Icahn School of Medicine at The Mount Sinai Hospital
Introduction: In this video, we present the outcomes of patients treated with robotic transvesical simple prostatectomy and demonstrate our technique.
Methods: We performed robotic transvesical simple prostatectomy on 68 consecutive patients. Patients were evaluated in terms of age, body mass index (BMI), prostate volume, prostate specific antigen (PSA), operative time, estimated blood loss, length of hospital stay and catheter removal time. Our technique is demonstrated in a 75 year old male with 300 cc prostate. After achieving pneumoperitoneum and placing the trocars, bladder is insufflated with air and a vertical cystotomy incision is made. Marionette sutures are placed on four quadrants to secure the bladder opening during the procedure. Then, median lobe is grasped and mucosa overlying the median lobe is incised. After identifying the appropriate plane between prostate adenoma and capsule, dissection is carried out circumferentially and adenoma is removed. After achieving hemostasis, complete circumferential mucosa to mucosa anastomosis between the bladder neck and the urethra is completed. Marionette sutures are then removed and the cystotomy is closed in 2 layers.

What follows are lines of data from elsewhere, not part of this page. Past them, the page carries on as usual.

PR #1312, opened 2017-02-13
HSEARCH-2453 Add unit tests for JestClient (authentication in particular)

yrodiere:
Follow-up on #1309 : https://hibernate.atlassian.net/browse/HSEARCH-2453

Here are the test you asked for, @Sanne ;)
We can also backport this if you think it's worth it.

### DIFF
--- a/elasticsearch/pom.xml
+++ b/elasticsearch/pom.xml
@@ -94,6 +94,22 @@
             <artifactId>unitils-easymock</artifactId>
             <scope>test</scope>
         </dependency>
+        <dependency>
+            <groupId>com.github.tomakehurst</groupId>
+            <artifactId>wiremock</artifactId>
+            <scope>test</scope>
+            <exclusions>
+                <!-- Exclude dependencies that conflict with io.searchbox:jest -->
+                <exclusion>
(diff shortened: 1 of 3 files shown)


yrodiere:
I just force-pushed an update to solve a dependency convergence issue. Hope this will fix the build...

Sanne:
looks great! Thanks for researching this, feels much better.

Testing now..

Sanne:
there's some problem with the dependencies, I guess caused by the exclusions you had to add.

```
Tests in error: 
  JestClientTest.authentication:163 » NoClassDefFound com/fasterxml/jackson/data...
  JestClientTest.multipleHosts:122 » NoClassDefFound com/fasterxml/jackson/datab...
  JestClientTest.simple:69 » NoClassDefFound com/fasterxml/jackson/databind/Json...

```

yrodiere:
@Sanne Solved, sorry about that.
So in the end, there were two issues:

 * a dependency convergence between wiremock and jest
 * a dependency convergence within jackson itself (jackson-databind 2.6.1 depends on jackson-annotations 2.6.0, go figure...), which wiremock depends on

Sanne:
merged! thanks. I'll backport as well.

PR #1313, opened 2017-02-13
HSEARCH-2564 Generic type signature of FullTextQuery should not be as flexible as the JPA Query

yrodiere:
https://hibernate.atlassian.net/browse/HSEARCH-2564

I chose to make `FullTextQuery` extend `Query` (the raw type) instead of `Query<T>`. This solves our immediate problems and doesn't involve breaking any API.
Given that we can't do much with the generic type parameter without breaking APIs anyway, I think it's our safest option.

### DIFF
--- a/orm/src/main/java/org/hibernate/search/query/hibernate/impl/FullTextQueryImpl.java
+++ b/orm/src/main/java/org/hibernate/search/query/hibernate/impl/FullTextQueryImpl.java
@@ -50,7 +50,8 @@ import org.hibernate.type.Type;
  * @author Emmanuel Bernard
  * @author Hardy Ferentschik
  */
-public class FullTextQueryImpl<R> extends AbstractProducedQuery<R> implements FullTextQuery<R> {
+@SuppressWarnings("rawtypes") // We extend the raw version of AbstractProducedQuery on purpose, see HSEARCH-2564
+public class FullTextQueryImpl extends AbstractProducedQuery implements FullTextQuery {
 
 	private static final Log log = LoggerFactory.make();
 
@@ -100,7 +101,7 @@ public class FullTextQueryImpl<R> extends AbstractProducedQuery<R> implements Fu
 	}
 
 	@Override
-	public List<R> getResultList() {
+	public List getResultList() {
 		return list();
 	}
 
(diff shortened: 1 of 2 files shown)


yrodiere:
Jenkins, retest this please

orm/src/main/java/org/hibernate/search/query/hibernate/impl/FullTextQueryImpl.java
```diff
@@ -289,11 +290,20 @@ public FullTextQuery setResultTransformer(ResultTransformer transformer) {
...
 
+	/*
+	 * Implementation note: this method is defined as generic in the interface,
+	 * but we must implement it without generics (otherwise it won't compile).
+	 *
+	 * The actual reason is a bit hard to explain: basically we implement
+	 * javax.persistence.Query as a raw type at some point, and our superclass
+	 * (also extended as a raw type) also implements this interface, but as a non-raw type.
+	 * This seems to confuse the compiler, which thinks there are two different methods.
+	 */
```
Sanne: I've been trying to understand this but couldn't figure out why this is necessary :-/

@emmanuelbernard @hferentschik @gunnarmorling ? You all are the generics gurus..

In case we have to integrate this, will it cause runtime compatbility issues with our previous signature?
(I think not, as our API on the interface is still the generic one... but that just makes it even more odd)

yrodiere: @Sanne From what I understand of type erasure, my code should be strictly equivalent to the previous code.
I can have a try if you want, compile a small application against 5.6 and then try to run it against 5.7?

Sanne: thanks @yrodiere, no need. I'll soon test this and other integrations with a previous build of Infinispan and I'm quite optimistic.

I'll merge this for now so we can move on, but if someone knows I'd be interested.. looks like a Java compiler bug, but then again it would be quite a coincidence that both javac and the Eclipse compiler have the same quirk.

Sanne:
merged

Results: We used the same robotic transvesical simple prostatectomy technique in 68 consecutive patients with benign prostatic hyperplasia. The demographic and outcome data are presented in Table 1
Conclusions: Robotic transvesical simple prostatectomy is a safe and effective procedure for the treatment of large benign prostatic hyperplasia, with very low complication rates and short hospitalization.